# Single vs. Dual mode



## TulsaOK (Feb 24, 2004)

When I view TV2 I have to select 'stretch' format for it to look normal. I use Single mode exclusively. Is that the problem? I know TV2 is SD but I thought it would look normal.
Thanks.


----------



## Ken Green (Oct 6, 2005)

Do you have "Shared View" enabled?


----------



## TulsaOK (Feb 24, 2004)

kdg454 said:


> Do you have "Shared View" enabled?


Yes, it is.


----------



## Ken Green (Oct 6, 2005)

Do you experience the same if you switch to dual-mode, and view TV2?
Is your TV2 a standard CRT 4:3 display?

Two of my TV2's is older CRT 4:3 display, which I have to ratio, only when TV1 is viewing a 16:9 HD event. They overscan.
My other TV2 is a newer LCD 4:3, which adjusts itself.


----------



## TulsaOK (Feb 24, 2004)

I have my VCR connected via composite from TV2 so I while in dual mode I can record to tape and watch TV1. That doesn't work because the format key doesn't work when in dual mode and the screen needs to be adjusted to stretch. It sounded like a good plan on paper. My TV2 via coax is an older Sony 4:3 CRT display. What do you mean by 'having to ratio'?


----------



## Ken Green (Oct 6, 2005)

TulsaOK said:


> I have my VCR connected via composite from TV2 so I while in dual mode I can record to tape and watch TV1. That doesn't work because the format key doesn't work when in dual mode and the screen needs to be adjusted to stretch. It sounded like a good plan on paper. My TV2 via coax is an older Sony 4:3 CRT display. What do you mean by 'having to ratio'?

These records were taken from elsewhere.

PR #667, opened 2023-02-07
Added Innherred Renovasjon, Norway

bendikrb:


custom_components/waste_collection_schedule/waste_collection_schedule/source/irnt_no.py
```diff
@@ -0,0 +1,118 @@
...
+        """Fetch fetch"""
+        response = requests.get(
+            URL_CALENDAR.format(premise_id=self._premise_id),
+            headers=self.default_headers,
+        )
+        soup = BeautifulSoup(response.content, "html.parser")
+
+        items = (
+            jq.compile(
+                "[. as $m|range(0;$m|length;2)|[{date:($m[.+1]),type: $m[(.)]}]]|add"
```
mampfes, line 84: Wow, this looks really complex :-).

 jq is another dependency and I prefer to use built-in packages as much as possible. Therefore, could this be done also with built-in json?

custom_components/waste_collection_schedule/waste_collection_schedule/wizard/irnt_no.py
```diff
@@ -0,0 +1,65 @@
+#!/usr/bin/env python3
+
+import urllib.parse
+
+import inquirer
+import requests
+
+URL_ADDRESS_SEARCH = "https://innherredrenovasjon.no/wp-json/ir/v1/addresses/{search}"
```
mampfes, line 8: I really appreciate that you created a wizard to get the magic premise_id. But from my experience a lot of users have problems running such a wizards. Nowadays I would prefer to specify the address as source argument and let the source query the premise_id internally.

mampfes (changes requested):

mampfes:
Closed because no response from originator.

PR #672, opened 2023-02-09
Add Support for App that are Developed by cmcitymedia.de

Newspicel:
cmcitymedia.de distributes custom apps for German cities and municipalities, all using the same backend. This is the implementation of the waste backend, which you can find here: https://sslslim.cmcitymedia.de/v1


mampfes:
Thanks, great job! However, from my experience, the solution with the wizard will not work well - users are overstrained with that. I was wondering if we could add all information to the .md file? A script based on your wizard should be easy to develop. I did s.th. similar with the update_docu_links.py script in the top level directory. The new script should add all hpid mappings and the district mapping (if needed). That's all, right?
What do you think?

mampfes:
Thanks for your contribution.

mampfes:
@Newspicel: I still see an SSL error on my Ubuntu test machine (with Python 3.10.6):

```
$ ./test_sources.py -s cmcitymedia_de
Testing source cmcitymedia_de ...
  Blankenheim - Bezirk F: Lindweiler, Rohr failed: HTTPSConnectionPool(host='sslslim.cmcitymedia.de', port=443): Max retries exceeded with url: /v1/415/waste/41500/dates?district=1371 (Caused by SSLError(SSLError(1, '[SSL: WRONG_SIGNATURE_TYPE] wrong signature type (_ssl.c:997)')))
  Blankenheim failed: HTTPSConnectionPool(host='sslslim.cmcitymedia.de', port=443): Max retries exceeded with url: /v1/415/waste/41500/dates (Caused by SSLError(SSLError(1, '[SSL: WRONG_SIGNATURE_TYPE] wrong signature type (_ssl.c:997)')))
  Oberstadion failed: HTTPSConnectionPool(host='sslslim.cmcitymedia.de', port=443): Max retries exceeded with url: /v1/447/waste/44700/dates?district=1349 (Caused by SSLError(SSLError(1, '[SSL: WRONG_SIGNATURE_TYPE] wrong signature type (_ssl.c:997)')))
```

I already did an Google search, but didn't find a solution (except the one you already have). Any ideas?

Newspicel:
@mampfes Sorry for replying so late, wanted to write a comment but I forgot. 
I know the bug, their API uses a old SSL configuration. Actually, I thought I had fixed it with the `TLSAdapter` class. https://stackoverflow.com/a/69580908 https://github.com/psf/requests/issues/4775
I can't get the bug, it works on my MacBook and on my Raspberry Pi fine. 
Which openssl version do you have on your ubuntu system?

Newspicel:
@mampfes Hey, I fixed the bug in #1089. So I don't know what the error was or how to fix it, but I find a way around it.

PR #673, opened 2023-02-10
added source for zaw.online.de

5ila5:
added source for zaw.online.de the serving Darmstadt-Dieburg Hesse, Germany.
Unoriginality you cannot search directly for your address but you have to get a unique identifier for your city and street from the HTML of their website


mampfes:
Thanks for your contribution.

Issue #697, opened 2023-02-22
Request: Entsorgungs- und Wirtschaftsbetrieb Landau (in der Pfalz)


Kurisutian:
After looking to integrate the waste schedule for this provider a friend and I kinda started using the ICS integration since the website creates a unique link to what to download. However, part of that link seems to be a random session id which we are not sure of if this remains or changes over time so at one point the download no longer works. 
Not being a programmer I wanted to ask if someone more skilled can take a look at it. 
The website can be found here: https://www.ew-landau.de/Kurzmen%C3%BC/Entsorgungskalender/

When choosing a street and building number a link like this will be created: https://apps.c-trace.de/web.landau/(S(db5sn4tg0wstgioyfdcvhg0v))/abfallkalender/downloadcal?Strasse=Am%20Kindergarten&Hausnr=1

So it contains the street name but also that session id part (S(<SessionID>)) which we are not sure of whether it can be random so we can stick to the ICS download path of if it would be worth having a distinct integration for the provider.

If somebody can advise me if we should stick to the ICS download way or could alternatively look into coding a integration for this that would be awesome. Thanks in advance!

5ila5:
there is already an existing integration for these c-trace.de urls:
[c-trace](https://github.com/mampfes/hacs_waste_collection_schedule/blob/master/doc/source/c_trace_de.md)

but it seems like it only works for web.c-trace.de urls at the moment I made a pull request so that this might be possible:
```yaml
waste_collection_schedule:
  sources:
  - name: c_trace_de
    args:
      strasse: Am Kindergarten
      hausnummer: 1
      service: web.landau
      subdomain: apps
      ical_url_file: downloadcal
```

but I'm not the biggest fan of the ical_url_file so maybe there will be some changes

PR #701, opened 2023-02-22
updated c_trace_de to support other than web.ctrace.de urls

5ila5:
I updated c_trace_de to also allow other subdomains (see #697) and formats because there where only a few changes to be made  and I personally think it would not make sense to make a new integration, there are a few more like this one out there (googling: `site:apps.c-trace.de`)

but I'm not sure if this are to many possible arguments. (especially ical_url_file feels kind of janky)  I'm open to changes or other Idears

### DIFF
--- a/custom_components/waste_collection_schedule/waste_collection_schedule/source/c_trace_de.py
+++ b/custom_components/waste_collection_schedule/waste_collection_schedule/source/c_trace_de.py
@@ -27,6 +27,13 @@ TEST_CASES = {
         "hausnummer": 7,
         "service": "augsburglandkreis",
     },
+    "landau": {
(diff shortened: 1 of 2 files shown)


mampfes:
I also don't really like the extra `ical_url_file` argument. My proposal would be to add a mapping table which maps the service name to the ical file name. And I would also remove the `web.` from Landau (maybe using the same mapping table).

5ila5:
- I added a Mapping table
- added all apps.c-trace.de municipalities in the mapping table
-  and added all municipalities I could find by googling into the table in the md file (apps.`...` und web.`...`)

mampfes:
Great. Thanks for your contribution.

PR #706, opened 2023-02-25
Hume City Council

seedzero:
Add Hume City Council waste collection schedule


seedzero:
Just noticed that Whittlesea city council has changed in the Readme, this is from running ./update_docu_links.py

mampfes:
Thanks for your contribution.

PR #709, opened 2023-02-26
Corrected Recycling & Green Waste

seedzero:
Corrected Recycling & Green Waste and added additional test case


mampfes:
@seedzero  Hi, did you close this PR by intend? Because thhe change makes sense to me.

seedzero:
Hi @mampfes, I did, but only to open another due to your refactors which I hadn't seen. Sorry.

PR #713, opened 2023-02-27
Correct mdi icon for "Rubbish"

seedzero:
alias listed on mdi icons doesn't resolve, so corrected icon name


mampfes:
Thanks for your contribution.

PR #719, opened 2023-02-28
hume_vic_gov_au: Optional prediction of future collections

seedzero:
Allow optional prediction of future collections using the predict boolean


mampfes:
Thanks for your contribution.

PR #736, opened 2023-03-05
MidSussex update

dt215git:
Update to midsussex_gov_uk.py: Empty string default values supplied to correct issues flagged by @thor9898


mampfes:
Thanks

mampfes:
@dt215git Hi, is there a way to contact you via private message?

PR #1274, opened 2023-09-21
Updated Maroondah VIC AU to use OpenCities API

DanAE111:
The local council have updated their website so it is now using OpenCities like many other local councils in this jurisdiction. I've updated the source to reflect that and this is working well with the test_source.py script and in my instance of Home Assistant.


5ila5:
Thanks for your contribution

PR #1280, opened 2023-09-23
New Source: RM of Morris, Manitoba Canada - Recollect

JamesGiesbrecht:
Adding RM of Morris, Manitoba, Canada recollect ICS to project.

Documentation was updated via `./update_docu_links.py` .

Tests against the new source ran successfully:

```bash
$ ./custom_components/waste_collection_schedule/waste_collection_schedule/test/test_sources.py -y recollect
Testing ICS recollect
  found 46 entries for Cambridge, MA, USA
  found 46 entries for Ottawa, ON, Canada
  found 21 entries for Georgetown, TX, USA
  found 25 entries for Sherwood Park, AB, Canada
  found 29 entries for Morris, MB, Canada
```


5ila5:
Thanks for your contribution

added your example to the test cases of the yaml (would get overwritten by the update_docu_links script)

PR #1302, opened 2023-10-05
Add GAUM Mistelbach (AT)

heindlalexander:
it's more or less a copy of "GVA Baden" as the same source of data is used.


heindlalexander:
I see there is already #1295 requesting a solution for all "umweltverbaende_at".
so it may be closed...

5ila5:
Thanks for your contribution but we will move to one source for all umweltverbaende_at municipalities added by # #1295  (like already mentioned by @heindlalexander)

PR #1311, opened 2023-10-09
Update southglos_gov_uk.py

### LINKED ISSUE #1305: South Glos UK doesn't return all Recycling / Food Bin dates
The South Gloucester UK source is only returning the Food Bin and Recycling bins every other week, when they should be every week.

Calendar in HA shows like this for me:
image

The South Glos webpage shows:
image

And the service endpoint that you are querying replies with:
image

I could put a PR in to treat the Rx dates as Recycling and Food as well?

AlexCPU:
Recycling is every week.  I've checked the endpoint for a number of address across South Glos (including the provided test cases, and this change would fix the issue on all of them.

It looks like the underlying endpoint is using:

- Cx = Recycling + Food
- Rx = Bin, Recycling + Food
- Gx = Garden

Fixes #1305


5ila5:
Thanks for your contribution

Issue #912, opened 2023-04-21
Whittlesea Council dates in HA appear 1 day early


mikz-t:
Hi, using the whittlesea council source, it appears that all collection dates appear 1 day earlier than the actual collection date

HA

![image](https://user-images.githubusercontent.com/88444793/233633154-7fce9298-cea5-4be9-acce-ab8ec8c2c788.png)

Council Site (Source)

![image](https://user-images.githubusercontent.com/88444793/233633338-71ba20ac-ffff-4264-a95e-8b1a5b1a819b.png)

confirmed with my actual address along with test case address, dates are 1 day earlier for all waste collection types

5ila5:
That's interesting. I get for the same address, the correct dates reported by the integration.
![grafik](https://user-images.githubusercontent.com/38183212/233793537-8c2ae374-992d-4721-9e8b-e414b476883a.png)
It could be due to some kind of timezone missmatch (Tested with timezone Germany/Berlin UTC/GMT +2)

mikz-t:
@5ila5 any chance you could change your timezone to GMT +10 (Melbourne) to test? i've checked my HA instance and timezone is set correctly. I'm assuming the council's website is displaying dates based on the browsers timezone.

also sorry for the noob question, but could you guide me on how i could run the python script manually, interested to see if the polling to the council's site is returning the dates in UTC or AEST (GMT +10)

5ila5:
The source file is: [custom_components/waste_collection_schedule/waste_collection_schedule/source/whittlesea_vic_gov_au.py](https://github.com/mampfes/hacs_waste_collection_schedule/blob/master/custom_components/waste_collection_schedule/waste_collection_schedule/source/whittlesea_vic_gov_au.py)

test source ([documentation](https://github.com/mampfes/hacs_waste_collection_schedule/blob/master/doc/contributing_source.md#test-the-new-source-file)):
```bash
custom_components/waste_collection_schedule/waste_collection_schedule/test/test_sources.py -s whittlesea_vic_gov_au -lt
```
Will run the script and return all processed entries.

I tried to change my IP address to an Australian one (using TOR) and to spoof my timezone but I still got the same output for the webpage and the source.

Are you sure, that your dates are the correct ones? Was this a one time display error?

mikz-t:
ok, I've run the script from the CLI, and all dates still appear 1 day earlier for the test addresses, plus I even modified one of the test addressees to my actual on and its out by a day as well.

[...]

PR #1328, opened 2023-10-16
Update whittlesea_vic_gov_au.py - DST Fix

mikz-t:
Referring to https://github.com/mampfes/hacs_waste_collection_schedule/issues/912

previous fix was to apply 10 hours, however due to DST time zone is now GMT+11 and issue has reappeared.

fix is to offset by 1 day as opposed to hours. I did test 11 hours but this issue would reappear in April (when DST ends)


5ila5:
thanks for your contribution

PR #1330, opened 2023-10-16
Reorder innerwest_nsw_gov_au APIs to work around duplicate data

thecowan:
Reorder Inner West Council possible APIs to attempt old Leichhardt Council before attempting old Marrickville Council.

A single suburb is duplicated between the 3 lists: "Leichhardt" appears in both Leichhardt and Marrickville API endpoints. Only a single street in Leichhardt is listed by the Marrickville endpoint, and that with only a single property; this is likely bad data.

"having to ratio" as in using the Format Key on the remote...changing the aspect ratio.
In dual-mode, the Format Key function only toggles between "normal" and "letterbox. In single-mode, shared-view, the Format Key maintains the same functions on TV2 as it does on TV1

Do you use the VCR as TV2 because you need to record more than 2 events at the same time, using the 622?

Are you only seeing grey pillars on TV2 when watching in dual-mode? When you press the Format Key, it should toggle between normal and letterbox. You should be viewing a downrezed 16:9 production in "letterbox" view (no borders), and a 4:3 production in "normal" view. (also no borders)


----------



## TulsaOK (Feb 24, 2004)

My original intent was to be able to record to the VCR while watching TV1. My VCR is close to my 622 so it sounded like a good solution. However, when playing back a recording, the aspect ratio isn't correct unless I use stretch mode, which isn't available if I'm in dual. When I watch TV2 upstairs on my CRT Sony, it's the same thing. HD program fills the screen but the characters are way too skinny. SD shows black bars on the side of the Sony CRT. BTW, the black bars on the VCR are twice as wide as they should be unless I use the stretch mode.


----------



## David_Levin (Apr 22, 2002)

In single mode the TV2 output is a copy of the TV1.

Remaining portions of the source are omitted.